The most abundant tocopherol in durum wheat (Triticum turgidum) was α-tocopherol (approximately: 10 µg/g dm), the most abundant tocotrienol was β-tocotrienol (approximately: 30 µg/g dm). The β-tocotrienol/tocopherol ratio was 3 (Hidalgo et al, 2006).

A review on tocopherols in wheat (common, durum, soft, einkorn and dinkel wheat) report a variation between 7 and 20 mg/kg for α-tocopherol, 2 and 10 mg/kg for β-tocopherol, 3 and 25 mg/kg for α-tocotrienol and 15 and 80 mg/kg for β-tocotrienol (Tiwari and Cummins, 2009).
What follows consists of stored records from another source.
PR #242, opened 2025-11-04
update OCI runtime spec to 1.3.0

aojea:
This brings the new OCI runtime spec version 1.3.0 that brings some interesting new features like linux network devices

Ref: https://github.com/opencontainers/runtime-spec/releases/tag/v1.3.0


aojea:
oh, thanks I was also trying to untangle this https://github.com/opencontainers/runtime-tools/pull/796, let me hand over to you since you are much more familiar

PR #829, opened 2024-03-05
Can we default to pwsh?

matt-richardson:
# Background

`PowerShell.exe` is very slow. 

# Results

Can we speed it up by using `pwsh` instead?

# How to review this PR

Quality :heavy_check_mark:

# Pre-requisites

### DIFF
--- a/source/Octopus.Tentacle/Scripts/PowerShellCore.cs
+++ b/source/Octopus.Tentacle/Scripts/PowerShellCore.cs
@@ -1,0 +1,80 @@
+using System;
+using System.IO;
+using System.Text;
+using Octopus.Tentacle.Util;
+
+namespace Octopus.Tentacle.Scripts
+{
+    public class PowerShellCore : IShell
+    {
+        const string EnvPowerShellPath = "pwsh";
+        static string? powerShellPath;
+
+        public string Name => nameof(PowerShell);
+
+        public string GetFullPath()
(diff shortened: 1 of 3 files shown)


source/Octopus.Tentacle/Scripts/PowerShell.cs
```diff
@@ -1,59 +1,24 @@
...
-                    powerShellPath = EnvPowerShellPath;
-            }
-            catch (Exception)
-            {
-                powerShellPath = EnvPowerShellPath;
-            }
-
-            return powerShellPath;
+            var powerShellCore = new PowerShellCore();
+            if (powerShellCore.PowerShellCoreExists)
```
rhysparry, line 13: If we were to do this, we would probably need some sort of configuration to disable/enable.

Also, is it sufficient to find PowerShell core? In the change for the hardening script the branching logic seems to only switch for PowerShell core >= 7.3. Do we need to know the version of PowerShell core?

matt-richardson: The 7.3 check is to work around a change they made to not load the security stuff - https://github.com/PowerShell/PowerShell/issues/18896

Ironically, it was designed to speed up powershell :)

matt-richardson:
The world has moved on a lot since this was done.

PR #830, opened 2024-03-07
Add telemetry to Tentacle Manager

acodrington:
# Background
We currently have no visibility into our customer’s use of Tentacle Manager. This makes it difficult to decide how to prioritize potential future work, as there is no evidence on which to base these decisions.

This PR makes the first step to improve this situation by introducing telemetry to Tentacle Manager.

# Results
Tentacle Manager will now send telemetry to Amplitude (via Octopus Server) when:

_An instance of a polling Tentacle (deployment target, or worker) is installed/registered/configured._

The telemetry data is very basic and only contains:
* User ID
* Device ID (unique to the instance of Tentacle Manager)
* Communication Style (i.e. polling/listening)
* Machine Type (Worker, or Deployment Target)

Octopus Server will augment the event with some further Server-specific data before sending to Amplitude. This data is standard to every event sent to Amplitude by Octopus Server and includes:
* Installation ID
* License Hash
* Feature toggles
* Feature settings
* Host environment (i.e. on-prem, cloud)
* Version

The new 'Tentacle Manager script executed' event in Amplitude

## Why only send telemetry for installing polling tentacles?
We are constrained by the requirement that Tentacle Manager _only_ communicate with Octopus Server, and no other remote endpoint.

Many (most?) Tentacles are installed within restricted corporate networks, therefore requiring additional outgoing requests from Tentacle Manager would often involve updating firewall policies etc, which is not feasible for this scenario.

There is an existing mechanism, used by the front-end portal, to send Amplitude messages via Octopus Server. While this is adequate for our needs, it does mean that we can only send telemetry when we have _a valid Octopus Server API endpoint_. Tentacle Manager is not inherently associated with an instance of Octopus Server, and only communicates with an instance of Server during the ‘Install Polling Tentacle’ wizard process.

Our metrics show that ~30% of Tentacles are polling, which is a large enough sample size to get some valuable data on Tentacle Manager usage.

## What is the Tentacle Manager Instance ID?
The ability to differentiate between instances of Tentacle Manager could be a useful data point when analyzing the telemetry events.

For example, we see from the telemetry that a user uses Tentacle Manager to configure 3 polling Tentacle instances over 1 week. It may be useful to know if that was 3 polling Tentacles installed on 3 different machines, or if they installed (and uninstalled) a Tentacle 3 times on a single machine.

To provide this data, a very simple instance identifier was implemented for Tentacle Manager. When Tentacle Manager is started, it looks for a specific file in the executable’s current directory called `TentacleManagerInstanceID`. This file only contains a unique identifier (i.e. GUID) which Tentacle Manager can use to populate the ‘DeviceID’ field in Amplitude messages. If this file does not exist, it is automatically generated.

This allows us to differentiate between instances of Tentacle Manager, without relying on any system-specific or identifiable data (e.g. Machine name, IP address, Windows Registry ID value).

# Potential future work
This PR represents the minimum amount of work required to produce useful telemetry data for Tentacle Manager, but there is plenty that has been intentionally not done in the interest of time and scope:

## Telemetry for more events
This PR is the simplest implementation available, but an implementation involving changes to both Tentacle and Server would allow more telemetry events (e.g. Deleting, Modifying, Starting/Stopping services) for both polling and listening Tentacles.

## More telemetry tests
We have a single ‘happy path’ test for sending telemetry. This can be expanded upon in the future as necessary.

## Further refactoring to separate UI and business logic
Working on this PR exposed some more rough edges on how we separate our UI and business logic in Tentacle Manager. This can be improved in the future to allow more comprehensive unit tests (rather than relying on manual testing).

# How to review this PR
:heavy_check_mark: General code quality, and manual testing of the ‘install new Tentacle’ wizard.

# Pre-requisites

### DIFF
--- a/source/Octopus.Manager.Tentacle.Tests/Utils/TentacleManagerInstanceIdentifierServiceFixture.cs
+++ b/source/Octopus.Manager.Tentacle.Tests/Utils/TentacleManagerInstanceIdentifierServiceFixture.cs
@@ -2,6 +2,7 @@
 using System.IO;
 using System.Linq;
 using System.Threading.Tasks;
+using Halibut.Util;
 using NUnit.Framework;
 using Octopus.Manager.Tentacle.Util;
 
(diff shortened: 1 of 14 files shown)


source/Octopus.Manager.Tentacle.Tests/WizardFixtures/SetupTentacleWizardFixture.cs
```diff
@@ -69,17 +69,32 @@ public void WhenSettingUpPollingTentacle_ScriptShouldBeCorrectlyGenerated()
...
+            // TODO: Replace with a less ugly assertion
+            await telemetryService
+                .Received(1)
+                .SendTelemetryEvent(
+                    new Uri("http://localhost"),
+                    Arg.Is<TelemetryEvent>(t =>
+                        t.EventProperties.ContainsKey("Communication Style") &&
+                        t.EventProperties["Communication Style"] == CommunicationStyle.TentacleActive.ToString() &&
+                        t.EventProperties.ContainsKey("Machine Type") &&
+                        t.EventProperties["Machine Type"] == MachineType.DeploymentTarget.ToString()));
```
acodrington, line 97: I am aware this assert is ugly as sin 😅 

We can improve this by further refactoring to avoid most (if not all) of the mocks. This is some minor tech debt that I feel is worth accepting in the interest of completing the Tentacle Manager project in a timely fashion, as it will be very easy to modify in the future.

source/Octopus.Manager.Tentacle.Tests/Utils/TentacleManagerInstanceIdentifierServiceFixture.cs
```diff
@@ -0,0 +1,82 @@
...
+    {
+        readonly string identifierLocation = Path.GetTempPath();
+        
+        [Test]
+        public async Task Given_ThereIsNoExistingIdentifier_When_AnIdentifierIsRequested_Then_ANewIdentifierIsGeneratedAndReturned()
+        {
+            // Arrange: Ensure there is no current identifier
+            var identifierFullPath = Path.Combine(identifierLocation, TentacleManagerInstanceIdentifierService.IdentifierFileName);
+            File.Delete(identifierFullPath);
+            Assert.False(File.Exists(identifierFullPath));
```
rhysparry, line 20: Does this potentially introduce flakiness if tests are run in parallel? Can we use a temporary directory available for just this test instead?

source/Octopus.Manager.Tentacle.Tests/Utils/TentacleManagerInstanceIdentifierServiceFixture.cs
```diff
@@ -0,0 +1,82 @@
...
+
+            // Act: Get the identifier
+            var sut = new TentacleManagerInstanceIdentifierService(new DirectoryInfo(identifierLocation));
+            var identifierValue = await sut.GetIdentifier();
+            
+            // Assert: The identifier returned should match the contents of the file we expect to be created
+            Assert.True(File.Exists(identifierFullPath));
+            var identifierFileContents = File.ReadAllLines(identifierFullPath);
+            Assert.AreEqual(1, identifierFileContents.Length);
+            Assert.AreEqual(identifierValue, identifierFileContents.Single());
```
rhysparry, line 30: Should we check that `identifierValue` is not empty (i.e. has some characters)?

source/Octopus.Manager.Tentacle.Tests/Utils/TentacleManagerInstanceIdentifierServiceFixture.cs
```diff
@@ -0,0 +1,82 @@
...
+            }
+            
+            // Act: Get the identifier
+            var sut = new TentacleManagerInstanceIdentifierService(new DirectoryInfo(identifierLocation));
+            var identifierValue = await sut.GetIdentifier();
+            
+            // Assert: The identifier returned should be a valid ID
+            Assert.DoesNotThrow(() => Guid.Parse(identifierValue));
+            // Assert: The identifier file should not contain the original invalid value(s)
+            var identifierFileContents = File.ReadAllLines(identifierFullPath);
```
rhysparry, line 74: There is a mix of sync and async file methods. For something of this size I doubt it matters, but consistency is good.

source/Octopus.Manager.Tentacle.Tests/Utils/TentacleManagerInstanceIdentifierServiceFixture.cs
```diff
@@ -0,0 +1,82 @@
...
+            // Arrange: Ensure there is an existing but invalid identifier file
+            var identifierFullPath = Path.Combine(identifierLocation, TentacleManagerInstanceIdentifierService.IdentifierFileName);
+            var invalidLine1 = "This is not a valid ID string";
+            var invalidLine2 = "This contains multiple lines";
+            // ReSharper disable once ConvertToUsingDeclaration
+            using (var streamWriter = File.CreateText(identifierFullPath))
+            {
+                await streamWriter.WriteLineAsync(invalidLine1);
+                await streamWriter.WriteLineAsync(invalidLine2);
+            }
```
rhysparry, line 65: Why not `File.WriteAllLinesAsync` to set up this invalid file? Might make things a bit more succinct and avoids the need to suppress the ReSharper message.

source/Octopus.Manager.Tentacle.Tests/WizardFixtures/SetupTentacleWizardFixture.cs
```diff
@@ -31,20 +31,20 @@ public void WhenSettingUpListeningTentacle_ScriptShouldBeCorrectlyGenerated()
...
-                    Environment.NewLine + $"{pathToTentacleExe} service --instance \"{model.InstanceName}\" --install --stop --start";
+                Environment.NewLine + $"{pathToTentacleExe} new-certificate --instance \"{model.InstanceName}\" --if-blank" +
+                Environment.NewLine + $"{pathToTentacleExe} configure --instance \"{model.InstanceName}\" --reset-trust" +
+                Environment.NewLine + $"{pathToTentacleExe} configure --instance \"{model.InstanceName}\" --app \"C:\\Octopus\\Applications\\{model.InstanceName}\" --port \"{model.ListenPort}\" --noListen \"False\"" +
+                Environment.NewLine + $"{pathToTentacleExe} configure --instance \"{model.InstanceName}\" --trust \"{model.OctopusThumbprint}\"" +
+                Environment.NewLine + $"\"netsh\" advfirewall firewall add rule \"name=Octopus Deploy Tentacle\" dir=in action=allow protocol=TCP localport={model.ListenPort}" +
+                Environment.NewLine + $"{pathToTentacleExe} service --instance \"{model.InstanceName}\" --install --stop --start";
```
rhysparry, line 39: Did you consider using an array/list of strings and then joining? It might make things clearer than this massive string concatenation.

source/Octopus.Manager.Tentacle/Util/TelemetryService.cs
```diff
@@ -0,0 +1,31 @@
...
+    public interface ITelemetryService
+    {
+        Task<bool> SendTelemetryEvent(Uri serverUri, TelemetryEvent eventObj);
+    }
+    
+    public class TelemetryService: ITelemetryService
+    {
+        public async Task<bool> SendTelemetryEvent(Uri serverUri, TelemetryEvent eventObj)
+        {
+            using (var httpClient = new HttpClient())
```
rhysparry, line 19: Do we need to do anything special here? E.g. to deal with proxies?

rhysparry (commented):
Just a few thoughts.

raynhamdev (approved):
I've gone through the review with @acodrington over a Zoom meeting.
We've implemented some changes to take care of exceptions when sending Telemetry:
- Do not send Telemetry when setting up Listening Tentacles
- Ignore exceptions (eg. network issues) if we have them while sending to Telemetry to Server. We don't want Tentacle Manager to break if this happens.

Other than that, the rest of the changes in this PR look good to me. The implementation of  `SetupTentacleWizardModelBuilder` in the test project looks cool.

source/Octopus.Manager.Tentacle.Tests/WizardFixtures/SetupTentacleWizardFixture.cs
```diff
@@ -96,5 +96,23 @@ await telemetryService
...
+            var model = new SetupTentacleWizardModelBuilder()
+                .WithTelemetryService(telemetryService)
+                .Build();
+
+            model.CommunicationStyle = CommunicationStyle.TentaclePassive;
+
+            _ = await model.ReviewAndRunScriptTabViewModel.GenerateAndExecuteScript();
+
+            await telemetryService
+                .Received(0)
```
rhysparry, line 114: Would `DidNotReceive()` be clearer here?

https://nsubstitute.github.io/help/received-calls/#check-a-call-was-not-received

source/Octopus.Manager.Tentacle.Tests/Utils/TentacleManagerInstanceIdentifierServiceFixture.cs
acodrington: Good call, `GetTempPath` will probably return the same temp path each time. I'll revise.

source/Octopus.Manager.Tentacle.Tests/WizardFixtures/SetupTentacleWizardFixture.cs
acodrington: I didn't modify this, the whitespace must've gotten modified. Having said that, it still would be good to tidy this up.

source/Octopus.Manager.Tentacle/Util/TelemetryService.cs
acodrington: Hmmm good point. The wizard does take proxy settings, so we should use them here. Nice one!

source/Octopus.Manager.Tentacle.Tests/WizardFixtures/SetupTentacleWizardFixture.cs
acodrington: It would 🙇🏻

source/Octopus.Manager.Tentacle.Tests/WizardFixtures/SetupTentacleWizardFixture.cs
rhysparry: Yeah, this was just a general thing I noticed while looking through. This Pull Request has the disadvantage of being completely comprehensible without much additional context.

source/Octopus.Manager.Tentacle.Tests/Utils/TentacleManagerInstanceIdentifierServiceFixture.cs
acodrington: I'm updating these tests to use `File.WriteAllLines` as suggested in another comment, and that will make all usages sync.

rhysparry: Yeah, I agree sync is acceptable for these.

source/Octopus.Manager.Tentacle.Tests/Utils/TentacleManagerInstanceIdentifierServiceFixture.cs
acodrington: I resolved this by having `TentacleManagerInstanceIdentifierService` take the ID file path instead of a directory, which allows the tests to pass in a unique temp file path each test run.

source/Octopus.Manager.Tentacle.Tests/WizardFixtures/SetupTentacleWizardFixture.cs
acodrington: Haha I'm going to take that disadvantage as a compliment! 😁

They also report that tocopherols and β-tocotrienol is most abundant in the germ and that the tocotrienols are abundant also in the pericarp, aleurone layer, sub-aleurone layer and the endosperm. The level of accumulation of tocopherols is influenced by several factors such as geno-type, environment, agronomic inputs and the interaction of these factors (Tiwari and Cummins, 2009). This large variation in amount clearly indicates that the to-copherol and tocotrienol content varies among wheat species.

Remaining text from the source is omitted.